On Tuesday, Kenwright's production of Andrew Lloyd Webber's "Whistle Down the Wind" begins a run at the Citi Wang Theatre. Kenwright says the show fits in with the stories he likes to tell. "It's about love, innocence, and religion, and the premise can be explained in a sentence or two," he says. "Three children discover an escaped convict in their barn. The first thing he says is 'Jesus Christ,' and they think he is the savior."

"Whistle Down the Wind" features Webber's music, lyrics by Jim Steinman (best known for writing Meat Loaf's "Bat Out of Hell"), and a book by Webber, Gale Edwards, and Patricia Knop (best known for her screenplays, including "9 1/2 ½Weeks"). The 1961 film, starring Alan Bates and Hayley Mills, is considered a classic in England. "Here in England, that movie is our 'It's a Wonderful Life,' " Kenwright says. "We all know it so well that when Andrew played a song for me and told me he was planning to turn it into a musical, I thought he was crazy."

Webber, Steinman, and Knop moved the setting from the north of England to the American South in the 1950s, but the show's 1996 Harold Prince-directed tryout flopped before reaching Broadway, and although the show had a 1998 London run with Edwards as director, it was not considered a great success.

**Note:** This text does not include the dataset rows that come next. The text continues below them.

PR #90, opened 2023-03-31
Compute mb magnitude according to the IASPEI Magnitude WG recommendations

jsaul:
This PR implements the computation of mb according to the IASPEI Magnitude WG recommendations. There are some differences in the technique for determining the relevant extrema in the waveforms but the most notable difference is the correction by the WWSSN-SP amplitude response. This correction was not done previously and will have some effect especially for events for which the WWSSN-SP filtered P waveforms have a dominant period of more than one second. We will then observe on average a slight mb _increase_. For shorter periods mb will slightly _decrease_.

This is currently off by default and can be enabled by setting `amplitudes.iaspei = true` in the config. I am open to enable it by default, though.

Thanks to Jens Havskov for triggering this!

Note that this PR also implements a not directly related enhancement, namely the inclusion of the scaling time. At the moment only for mb and mB. The scaling time is the time at which the measurement (usually the amplitude maximum) was taken and is essential for understanding amplitude measurements (here we have the relation to mb). In principle the scaling time is contained in the amplitude time window as reference time but the more appropriate QuakeML attribute for this is the scaling time.

### DIFF
--- a/libs/seiscomp/processing/amplitudes/iaspei.cpp
+++ b/libs/seiscomp/processing/amplitudes/iaspei.cpp
@@ -1,0 +1,150 @@
+#include <seiscomp/processing/amplitudes/iaspei.h>
+
+#include <vector>
+#include <complex>
+#include <cmath>
+
+#include <seiscomp/math/filter/seismometers.h>
+
+namespace Seiscomp {
+
+namespace Processing {
+
+namespace IASPEI {
+
+#include <seiscomp/math/minmax.ipp>
+
+// >>>>>>>>>>>>>>>>>>>>>>>>>>>>>>>>>>>>>>>>>>>>>>>>>>>>>>>>>>>>>>>>>>>>>>>>>>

"I loved the notion of setting the story in Louisiana at the time of the birth of rock 'n' roll," says Kenwright, who sang in his own rock band in the '60s. "Although I didn't see the original production, I couldn't understand why it didn't work. It happens at a time when racial and religious bigotry and rock 'n' roll all came crashing together, when a family would go to church and be warned that Jesus is coming back and he's going to get you for your sins."

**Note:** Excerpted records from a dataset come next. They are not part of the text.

PR #91, opened 2023-04-11
[stdloc] add confidence ellipsoid computation

luca-s:
I have finally managed to add the computation of the confidence ellipsoid.


plugins/locator/stdloc/stdloc.h
```diff
@@ -77,6 +77,28 @@ class StdLoc : public Seiscomp::Seismology::LocatorInterface {
 	//  Private members
 	// ----------------------------------------------------------------------
 	private:
+
+		// Covariance Matrix (X axis as W-E and Y axis as S-N)
+		// Since it is a diagonal matrix the duplicated values
+		// are commented
+		struct CovMtrx {
+			bool valid;
+		  double   sxx,  sxy,  sxz,  sxt;
```
gempa-jabe, line 86: Something wrong with tab and spaces. 3 tabs here ...

luca-s:
Fixed. Do you actually use an automatic formatting tool? So that I can use the same and avoid this little mistakes.

gempa-jabe:
I have been working on a clang-format config file which I pushed to the seiscomp repository in `.clang-format`. It is far from being complete and well tested but at least it is a start. Unfortunately it swallows the empty lines between the function spacers.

In 2001, Kenwright directed a streamlined production of the musical and produced a tour of the United Kingdom that ran for three years before playing London in 2006. The success of that production led Kenwright to mount a tour of the United States, which began last fall and starred Boston's own Andrea Ross, who left the tour before the Boston stop to head back to school.

"I could watch this show night after night," says Kenwright. "There's something so powerful about the innocence of children that turns a hostile situation around. My dream has always been to get it to Broadway. Audiences really respond to the show, but we haven't gotten the best response from critics. I guess you either buy into the simplicity or you don't."

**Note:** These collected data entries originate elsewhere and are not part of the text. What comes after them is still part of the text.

PR #92, opened 2023-04-11
[io] add support for wildcards in File RecordStream

luca-s:
File::addStream now supports * ? () |

This is related to https://github.com/SeisComP/main/pull/59 - without wildcards support that PR is of limited use.

### DIFF
--- a/libs/seiscomp/io/recordstream/file.cpp
+++ b/libs/seiscomp/io/recordstream/file.cpp
@@ -24,6 +24,7 @@
 #include <seiscomp/logging/log.h>
 #include <seiscomp/system/environment.h>
 
+
 using namespace std;
 using namespace Seiscomp;
 using namespace Seiscomp::RecordStream;
@@ -145,10 +146,10 @@ bool File::addStream(const string &net, const string &sta,
                      const string &loc, const string &cha) {
 	string id = net + "." + sta + "." + loc + "." + cha;
 	if ( id.find_first_of("*?") == std::string::npos ) {
-		_filter[id] = TimeWindowFilter();
+		_filter.emplace(id, TimeWindowFilter());
 	}
 	else { // wildcards characters are present
-		_reFilter.push_back(make_pair(id, TimeWindowFilter()));
+		_reFilter.emplace_back(id, TimeWindowFilter());
 	}
 	return true;
 }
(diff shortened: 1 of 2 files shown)


gempa-jabe:
This will break the ABI and could only be used with SC >= 6. I have had decided against stream ID filtering in the file RS for performance reasons. Furthermore full regexp support is not in SDS archive and I would prefer to keep both filter options in sync. That is why `wildcmp` should be used rather than regexp. The current implementation only filters records if the streamID is wildcarded otherwise no filter is in place. If that is correct, does that make sense? Adding `XX.ABCD..BHZ` would not have an effect?

If all that is really required to make `scart` work we need to carefully design the file rs to not break existing code.

luca-s:
> This will break the ABI and could only be used with SC >= 6. 

I am aware of it and it is not an issue.

>  I have had decided against stream ID filtering in the file RS for performance reasons. 

I thought about it while modifying the code and this PR doesn't slow down the previous behaviour of not having wildcards. So the performance hit, if there is a hit, can be seen only if the wildcards are in use. But do you really think there could be a problem with performance? I don't see a real world use case where this can be a problem, but I can see a  couple of scenarios where this feature might be useful. However I don't want to insist. Just some thoughts.

>  Furthermore full regexp support is not in SDS archive and I would prefer to keep both filter options in sync. That is why wildcmp should be used rather than regexp. 

Good point I can change it. I don't believe loosing the ability to make use of ( ) and | is a big deal. 

> The current implementation only filters records if the streamID is wildcarded otherwise no filter is in place. 

Are you talking about wildcmp or File rs now?


> If all that is really required to make scart work we need to carefully design the file rs to not break existing code.

This change is not required, `scart` can work without it, but the user would only be able to filter with fully qualified stream codes, that is without wildcards. However, since `scart` was never able to use stream/time filtering with File as input, then I don't see any problem with that.

gempa-jabe:
> Good point I can change it. I don't believe loosing the ability to make use of ( ) and | is a big deal.

And if we need it anytime in future it could be added to `wildcmp`.

> Are you talking about wildcmp or File rs now?

The file rs. I see that I did a mistake interpreting the code. I think using `wildcmp` will be fine and if carefully implemented will not hit the performance as you said.

gempa-dirk:
> This change is not required, `scart` can work without it, but the user would only be able to filter with fully qualified stream codes, that is without wildcards. However, since `scart` was never able to use stream/time filtering with File as input, then I don't see any problem with that.

I found the stream and time filtering useful when generating SDS from files and I would be happy if this new feature could be kept. Otherwise, the intermediate step via scmssort is required but of course doable.

libs/seiscomp/io/recordstream/file.cpp
```diff
@@ -211,13 +221,44 @@ bool File::setRecordType(const char *type) {
...
+	const auto & it = _filter.find(rec->streamID());
+	if ( it != _filter.end() ) {
+		return &it->second;
+	}
+
+	// then search the wildcarded filters
+	for ( const auto& pair : _reFilter ) {
+		const string& wild = pair.first;
+		const TimeWindowFilter& twf = pair.second;
+		if ( Core::wildcmp(wild, rec->streamID()) ) {
```
gempa-jabe, line 237: `rec->streamID()` is rather expensive as it composes the string on demand. Please save this value at the top of the function. It should be called only once.

gempa-jabe:
The code is looking good to me and I would merge it. Any blockers?

gempa-jabe:
I have tested it and it worked. Thanks!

Kenwright says he had the same experience with Willy Russell's musical "Blood Brothers," which has been running in England for 20 years. "Critics never warmed to that show, but audiences love it and we had a good long Broadway run, too. My accountant wants me to produce only the hits," he says with a laugh, "but I can't think about it that way.

"At the end of the day, I do it for me," he continues. "I've got a movie starting in a few weeks directed by Stephen Frears and starring Michelle Pfeiffer ['Cheri,' based on a story by Colette] and Felicity Kendal is opening in a revival of Noel Coward's 'The Vortex' in the West End in February, so I'm busy."

Through Feb. 3. Tickets: $25-$69.50. 800-447-7400, citicenter.org.

Notes

Two of the newly named Huntington Theatre Playwriting Fellows, Rebekah Maggor and Jacqui Parker, will have productions of their work on stages starting this weekend. Maggor revives her show "Shakespeare's Actresses in America," a look at how actresses from Sarah Bernhardt to Kathleen Turner have interpreted Shakespeare's heroines. At the Wimberly Theatre, Boston Center for the Arts, Sunday through Feb. 11. Tickets: $15-$50. 617-933-8600, bostontheatrescene.com. Next door at the BCA's Plaza Theatre, Parker's Our Place Theatre Project is presenting the eighth annual African American Theatre Festival, which includes Charles Fuller's "Zooman and the Sign," Celeste Bedford Walker's "Camp Logan," and Parker's own "Feathers on My Arms . . . Zora Neale Hurston's "Flying High" through Feb. 9. Tickets: $28. 617-933-8600, bostontheatrescene.com. . . . "Shear Madness" opens its 29th year downstairs at the Charles Playhouse on Tuesday, with an entirely new cast. The latest crowd of hairdressers and detectives includes Elliot Norton Award winner Larry Coen, Rob Najarian, Jennifer Ellis, Ed Hoopman, stand-up comedian Stephen Donovan, and Kathleen Monteleone. Tickets: $40. 617-426-5225, shearmadness.com.